Requiring people to do whatever it takes to deliver results in an unremitting dynamic that sweeps through the veins and arteries of our leaders, draining away their lifeblood
The impact of a relentless pace at any cost
Many leaders will default to try and do it all without failing, even when faced with the inevitable blows that come with the need to deliver significant results, adapt to changing goalposts, make do with incomplete teams, capacity or capabilities and engage resistant shareholders – all at a cost to their sanity and wellbeing.
But something has to give. Leaders justify the need for self-sacrifice because it is driving growth or protecting others. However, many organisations compromise quality in their quest to do too much. They fail to achieve results on costly initiatives, fall short of objectives and do not deliver the expected return on investment unless there is a clear focus. This is especially true given the finite time, resources and rapidly growing expectations of customers and consumers.
Requiring people to do whatever it takes to deliver results in an unremitting dynamic that sweeps through the veins and arteries of our leaders, draining away their lifeblood. According to the World Economic Forum’s (WEF) data, in 2019, an estimated 275 million people – about 4% of the world’s population – suffered from an anxiety disorder. (link)
Despite the continued encouragement from business schools, literature and discourse for leaders and managers to adopt espoused behaviours such as being purposeful, agile, humble and empathetic and model caring for their own and others’ wellbeing, there are still many leaders who feel stuck.
How to move beyond self-sacrifice
Moving beyond a model of self-sacrifice and ‘results at any cost’ requires considerable cultural change, but there are some ways leaders can kickstart modelling these principles in their business.
Decipher between what is important and urgent
These do not mean the same thing but are sometimes used interchangeably. Our constant task focus in organisations means everything feels urgent, but this is not always the case. Clarity on the purpose of operational activity comes with making space to define and align strategic foci as well as a realistic picture of constraints.
Encourage leaders to claim personal agency
Countless leaders feel caught up in this dynamic with little or no ability to take a step back, notice what they feel, become aware of the impact on their health, reflect and question what needs to change. Leaders that lack a sense of personal choice and agency could sleepwalk into compromising situations. Make room for leaders to contextualise personal intentions as organisational choices being determined and made.
Understanding a holistic sense of our ‘self’
Every individual is a beautifully complex being – physically, mentally and emotionally. Taking time and understanding how to embrace and unleash the entirety of our complex selves.
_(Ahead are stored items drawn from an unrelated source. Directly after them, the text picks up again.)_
PR #771, opened 2021-10-29
fix: feed filters query with 2 or more false advanced settings

sshanzel:
DD-286 #done

While working on the mutations of the UI, I bumped into a case where the user will have two or more false `enabled` values for the feed advanced settings.

- Included a commit where the test would fail if there are 2 or more false `enabled` values.
- Also included a commit where the tests would pass after the fix.


idoshamun (approved):
An important fix! Thanks

PR #779, opened 2021-11-03
fix: return not found on soft deleted post

sshanzel:


__tests__/posts.ts
```diff
@@ -499,8 +499,8 @@ describe('query post', () => {
     }
   }`;
 
-  it('should throw not found when cannot find post', () =>
-    testQueryErrorCode(client, { query: QUERY('notfound') }, 'NOT_FOUND'));
+  it('should throw not found when post was soft deleted', () =>
```
idoshamun, line 502: Please add it as another test, don't replace the existing test 🙏

__tests__/fixture/post.ts
```diff
@@ -4,6 +4,17 @@ import { Post, PostKeyword, PostTag } from '../../src/entity';
 const now = new Date();
 
 export const postsFixture: DeepPartial<Post>[] = [
+  {
```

This is a clarifying and challenging process, but a necessary step in understanding personal needs, prioritising boundaries and reconciling consequences between individuals and the organisation.
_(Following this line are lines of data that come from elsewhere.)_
PR #787, opened 2021-11-08
fix: if feed is missing on feed advanced settings mutation

sshanzel:
DD-302 #done

For newly created users, when feed doesn't exist yet. The mutation might fail since the `feedId` is an FK at `FeedAdvancedSettings` entity going to `Feed` entity.


idoshamun (changes requested):
Please add a test to check this case

sshanzel:
Woop! Woop! The test turned green! 🚀

idoshamun (approved):
Yes!!!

A simple way in which I encourage leaders to generate a more mindful space for themselves and others is by integrating nature into their day-to-day lives
Space for mindfulness
Experimenting with meditation and alternative practices is important, however, I see (myself and many) people caught up in a rhythm of life that follows a rapid drum beat powered by human-made expectations focused on producing outcomes. A simple way in which I encourage leaders to generate a more mindful space for themselves and others is by integrating nature into their day-to-day lives. Taking breaks that combine fresh air and walking stimulates the body and brain differently – interrupting the intensity of operational activity and infusing the body with movement and spaciousness to feel, see and think differently.